=== Section Start ===

PR #3501, opened 2026-08-04
[aiecc] Default the core backend to Peano

atassis:
## Problem

README ("Optional: Install AIETools") says Vitis may be skipped for AIE2/AIE2P, and `env_install.sh`
installs Peano unconditionally. `aiecc` disagreed: `xchesscc` and `xbridge` were both
`cl::init(true)`, so a Vitis-free install ran 14 of 17 stages and died on a hardcoded Chess path.

```
$ aiecc --get-core-elfs mini.mlir
aiecc: '/tps/lnx64/target_aie_ml/bin/LNa64bin/chess-llvm-link' failed:
       posix_spawn failed: No such file or directory
$ aiecc --no-xchesscc --no-xbridge --get-core-elfs mini.mlir   # same input, exit 0
```

## Fix

Drop both `cl::init(true)`. The flag algebra in `resolveOptions()` is unchanged.

`--help` now names the default on all four backend flags. `--no-xchesscc` read as "use this to get
Peano", which is no longer true -- on its own it is now a no-op.

`--get-aiesim` no longer turns Chess back on for callers who named no backend. It selects a
simulator, not a compiler, so inheriting the backend means a second simulator would silently take
the flag over; it now requires `--xchesscc`/`--xbridge` stated.

Every aiecc RUN line now names its backend. 44 AIE1 and benchmark lines take `--xchesscc --xbridge`
-- most of them because AIE1 has no Peano support (#3414); a few because their directory is gated on
`AIE in vitis_components` regardless of the target device, so they stay Chess-only for now even where
Peano could in principle run them. 17 lines that never reach a core compiler take `--no-xchesscc
--no-xbridge`; none needs `REQUIRES: peano`, verified by running them with no Peano on PATH.

`python/utils/compile/utils.py`'s `compile_mlir_module` had the same implicit dependency: its
`use_chess` branch passed only `--unified` and relied on the old default. Left alone, it would have
silently started compiling every `use_chess=True` IRON caller (e.g. the `block_datatypes` bfp16
examples) with Peano instead of Chess. It now states `--xchesscc --xbridge` explicitly, matching the
`else` branch's existing explicit `--no-xchesscc --no-xbridge`.

Of 301 RUN lines, 8 remain implicit and cannot be otherwise: six `--resume` (aiecc rejects other
arguments and replays the manifest argv, whose creating runs are explicit) and two that test the
unflagged behaviour itself.

`cpp_aiesim.mlir`'s new negative-path cases (the `--get-aiesim` contradiction/omission diagnostics)
moved to their own file, `cpp_aiesim_negated.mlir`, without the parent file's `REQUIRES: chess`: they
fire in `resolveOptions()` before any toolchain is touched, so gating them on Chess would mean they
never ran in the Vitis-free lane this change exists to unblock.

## Evidence

Measured over all 11 flag combinations. Three rows move, the other eight are identical:

| flags | before | after |
|---|---|---|
| *(none)* | chess/chess | peano/peano |
| `--no-xbridge` | chess/peano | peano/peano |
| `--get-aiesim` | chess/chess | error: requires `--xbridge` |

`--no-xbridge` alone meant Chess-compile + Peano-link; it has no call site in the tree.

Full lit suite, two arms built fresh from the same base, Peano wired, no Vitis/XRT: 1228 -> 1229
discovered (new `test/aiecc/cpp_peano_default.mlir`), 27 failures both arms, failure set identical.

This run predates three follow-up fixes made during review (the two `cpp_backend_dir_missing.mlir`
lines, the `cpp_aiesim_negated.mlir` split, and the `compile_mlir_module` fix) -- each is either a
verbatim relocation of already-covered RUN/CHECK lines or an addition of flags already exercised
elsewhere in the suite, but none has been re-run through lit since. clang-format 17.0.1 clean.

## Scope

The 44 Chess-converted RUN lines are `UNSUPPORTED` without Vitis, so they were not executed here;
the table above is their evidence (`--xchesscc --xbridge` resolves identically before and after).
They need a Vitis runner. The 17 Peano-converted lines do run here.

Callers invoking bare `aiecc` and expecting Chess must now pass `--xchesscc`. A `--chesscc` typo that
left one such test permanently rejected by the argument parser is fixed in a separate one-line commit
in this PR, kept out of the 44-line mechanical sweep so it can be reviewed and reverted independently.


andrej (commented):
Yes to peano default, thanks for this! Could we drop the `--no-xchesscc` and `--no-xbridge` flags altogether then? Would need updating a lot of tests but that could be an easy grep.

atassis:
I wanted to do that in new PR. I have rewritten some tests onto peano, but also they were blocked by https://github.com/Xilinx/llvm-aie/pull/1184, and also some other smaller things, I can't remember exactly which ones. If that's ok to land this and I'll come a bit later with replaced flags in tests and else- would that be ok?

andrej:
Maybe I'm misunderstanding, but doesn't this changeset leave `--no-xchesscc` and `--no-xbridge` completely as no-ops? Or do they still do something?

If they're truly no-ops, I'd prefer removing them in this unit and running a quick search/replace to remove all occurrences of this flag across the codebase.

atassis:
Not quite no-ops -- they were no-ops standing alone, but not in combination, so I checked before sweeping.

`--no-xchesscc` or `--no-xbridge` on their own selected exactly the default, which is every use in the tree. But `--xchesscc --no-xbridge` still meant a Chess compile with a Peano link, and nothing else expressed it: `--xchesscc` alone re-coupled both through the `(xchesscc || xbridge) && !noXchesscc && !noXbridge` clause. That combination is under test in `test/unit_tests/chess_compiler_tests_aie2/00_itsalive`, so a plain search/replace would have dropped it.

`cl::opt<bool>` already takes `--xbridge=false`, so the `no-` flags were redundant syntax rather than redundant capability. Done in 3795dc0: both deleted, each Chess flag now implies the other unless that one is stated too, and the ~228 standalone uses are gone.

It also simplifies `--get-aiesim`. The occurrence counting and the contradiction-vs-omission split only existed because the flags defaulted on; with Peano the default the check is just "both resolved on", so `cpp_aiesim_negated.mlir` collapses to one diagnostic and `cpp_no_xchesscc_implies_no_xbridge.mlir` goes away entirely -- `cpp_peano_default.mlir` already covers the Peano path. Net -96 lines.

I verified the resolution table by compiling `CommandLineOptions.h` into a harness that calls `resolveOptions()` directly, rather than by reading it:

```
<none>                     -> xchesscc=0 xbridge=0
--xchesscc                 -> 1 1
--xbridge                  -> 1 1
--xchesscc --xbridge=false -> 1 0
--xchesscc=false --xbridge -> 0 1
--xbridge=false            -> 0 0
```

and every `--get-aiesim` line in the rewritten test rejects, while `--xchesscc`, `--xbridge` and both together pass.

One wart: this adds `cpp_aiesim_negated.mlir` in an earlier commit and rewrites it here. Happy to squash the series before merge if you'd rather it not read that way.

andrej:
Thanks for doing the sweep -- it's queued now. As for squashing -- no worries, it gets squashed anyways when the PR merges and other PRs (including mine) have extremely bad discipline keeping commits meaningful.

atassis:
20 minutes to merge PR! Noice

hunhoffe:
Very nice!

=== Section End ===

The records above should be restated word for word, please.

PR #3501, opened 2026-08-04
[aiecc] Default the core backend to Peano

atassis:
## Problem

README ("Optional: Install AIETools") says Vitis may be skipped for AIE2/AIE2P, and `env_install.sh`
installs Peano unconditionally. `aiecc` disagreed: `xchesscc` and `xbridge` were both
`cl::init(true)`, so a Vitis-free install ran 14 of 17 stages and died on a hardcoded Chess path.

```
$ aiecc --get-core-elfs mini.mlir
aiecc: '/tps/lnx64/target_aie_ml/bin/LNa64bin/chess-llvm-link' failed:
       posix_spawn failed: No such file or directory
$ aiecc --no-xchesscc --no-xbridge --get-core-elfs mini.mlir   # same input, exit 0
```

## Fix

Drop both `cl::init(true)`. The flag algebra in `resolveOptions()` is unchanged.

`--help` now names the default on all four backend flags. `--no-xchesscc` read as "use this to get
Peano", which is no longer true -- on its own it is now a no-op.

`--get-aiesim` no longer turns Chess back on for callers who named no backend. It selects a
simulator, not a compiler, so inheriting the backend means a second simulator would silently take
the flag over; it now requires `--xchesscc`/`--xbridge` stated.

Every aiecc RUN line now names its backend. 44 AIE1 and benchmark lines take `--xchesscc --xbridge`
-- most of them because AIE1 has no Peano support (#3414); a few because their directory is gated on
`AIE in vitis_components` regardless of the target device, so they stay Chess-only for now even where
Peano could in principle run them. 17 lines that never reach a core compiler take `--no-xchesscc
--no-xbridge`; none needs `REQUIRES: peano`, verified by running them with no Peano on PATH.

`python/utils/compile/utils.py`'s `compile_mlir_module` had the same implicit dependency: its
`use_chess` branch passed only `--unified` and relied on the old default. Left alone, it would have
silently started compiling every `use_chess=True` IRON caller (e.g. the `block_datatypes` bfp16
examples) with Peano instead of Chess. It now states `--xchesscc --xbridge` explicitly, matching the
`else` branch's existing explicit `--no-xchesscc --no-xbridge`.

Of 301 RUN lines, 8 remain implicit and cannot be otherwise: six `--resume` (aiecc rejects other
arguments and replays the manifest argv, whose creating runs are explicit) and two that test the
unflagged behaviour itself.

`cpp_aiesim.mlir`'s new negative-path cases (the `--get-aiesim` contradiction/omission diagnostics)
moved to their own file, `cpp_aiesim_negated.mlir`, without the parent file's `REQUIRES: chess`: they
fire in `resolveOptions()` before any toolchain is touched, so gating them on Chess would mean they
never ran in the Vitis-free lane this change exists to unblock.

## Evidence

Measured over all 11 flag combinations. Three rows move, the other eight are identical:

| flags | before | after |
|---|---|---|
| *(none)* | chess/chess | peano/peano |
| `--no-xbridge` | chess/peano | peano/peano |
| `--get-aiesim` | chess/chess | error: requires `--xbridge` |

`--no-xbridge` alone meant Chess-compile + Peano-link; it has no call site in the tree.

Full lit suite, two arms built fresh from the same base, Peano wired, no Vitis/XRT: 1228 -> 1229
discovered (new `test/aiecc/cpp_peano_default.mlir`), 27 failures both arms, failure set identical.

This run predates three follow-up fixes made during review (the two `cpp_backend_dir_missing.mlir`
lines, the `cpp_aiesim_negated.mlir` split, and the `compile_mlir_module` fix) -- each is either a
verbatim relocation of already-covered RUN/CHECK lines or an addition of flags already exercised
elsewhere in the suite, but none has been re-run through lit since. clang-format 17.0.1 clean.

## Scope

The 44 Chess-converted RUN lines are `UNSUPPORTED` without Vitis, so they were not executed here;
the table above is their evidence (`--xchesscc --xbridge` resolves identically before and after).
They need a Vitis runner. The 17 Peano-converted lines do run here.

Callers invoking bare `aiecc` and expecting Chess must now pass `--xchesscc`. A `--chesscc` typo that
left one such test permanently rejected by the argument parser is fixed in a separate one-line commit
in this PR, kept out of the 44-line mechanical sweep so it can be reviewed and reverted independently.


andrej (commented):
Yes to peano default, thanks for this! Could we drop the `--no-xchesscc` and `--no-xbridge` flags altogether then? Would need updating a lot of tests but that could be an easy grep.

atassis:
I wanted to do that in new PR. I have rewritten some tests onto peano, but also they were blocked by https://github.com/Xilinx/llvm-aie/pull/1184, and also some other smaller things, I can't remember exactly which ones. If that's ok to land this and I'll come a bit later with replaced flags in tests and else- would that be ok?

andrej:
Maybe I'm misunderstanding, but doesn't this changeset leave `--no-xchesscc` and `--no-xbridge` completely as no-ops? Or do they still do something?

If they're truly no-ops, I'd prefer removing them in this unit and running a quick search/replace to remove all occurrences of this flag across the codebase.

atassis:
Not quite no-ops -- they were no-ops standing alone, but not in combination, so I checked before sweeping.

`--no-xchesscc` or `--no-xbridge` on their own selected exactly the default, which is every use in the tree. But `--xchesscc --no-xbridge` still meant a Chess compile with a Peano link, and nothing else expressed it: `--xchesscc` alone re-coupled both through the `(xchesscc || xbridge) && !noXchesscc && !noXbridge` clause. That combination is under test in `test/unit_tests/chess_compiler_tests_aie2/00_itsalive`, so a plain search/replace would have dropped it.

`cl::opt<bool>` already takes `--xbridge=false`, so the `no-` flags were redundant syntax rather than redundant capability. Done in 3795dc0: both deleted, each Chess flag now implies the other unless that one is stated too, and the ~228 standalone uses are gone.

It also simplifies `--get-aiesim`. The occurrence counting and the contradiction-vs-omission split only existed because the flags defaulted on; with Peano the default the check is just "both resolved on", so `cpp_aiesim_negated.mlir` collapses to one diagnostic and `cpp_no_xchesscc_implies_no_xbridge.mlir` goes away entirely -- `cpp_peano_default.mlir` already covers the Peano path. Net -96 lines.

I verified the resolution table by compiling `CommandLineOptions.h` into a harness that calls `resolveOptions()` directly, rather than by reading it:

```
<none>                     -> xchesscc=0 xbridge=0
--xchesscc                 -> 1 1
--xbridge                  -> 1 1
--xchesscc --xbridge=false -> 1 0
--xchesscc=false --xbridge -> 0 1
--xbridge=false            -> 0 0
```

and every `--get-aiesim` line in the rewritten test rejects, while `--xchesscc`, `--xbridge` and both together pass.

One wart: this adds `cpp_aiesim_negated.mlir` in an earlier commit and rewrites it here. Happy to squash the series before merge if you'd rather it not read that way.

andrej:
Thanks for doing the sweep -- it's queued now. As for squashing -- no worries, it gets squashed anyways when the PR merges and other PRs (including mine) have extremely bad discipline keeping commits meaningful.

atassis:
20 minutes to merge PR! Noice

hunhoffe:
Very nice!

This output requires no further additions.